TASK INSTRUCTIONS
The records follow. Copy each one exactly.

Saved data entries
PR #186, opened 2020-04-30
Fix check on ExpiredTS

neilalexander:
If `ExpiredTS` is set then we should really return true if the supplied `atTS` is less than the expired time.


Kegsay:
Please add a test.

neilalexander:
@Kegsay
> Please add a test.

Done.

EXERCISE RESULT
PR #186, opened 2020-04-30
Fix check on ExpiredTS

neilalexander:
If `ExpiredTS` is set then we should really return true if the supplied `atTS` is less than the expired time.


Kegsay:
Please add a test.

neilalexander:
@Kegsay
> Please add a test.

Done.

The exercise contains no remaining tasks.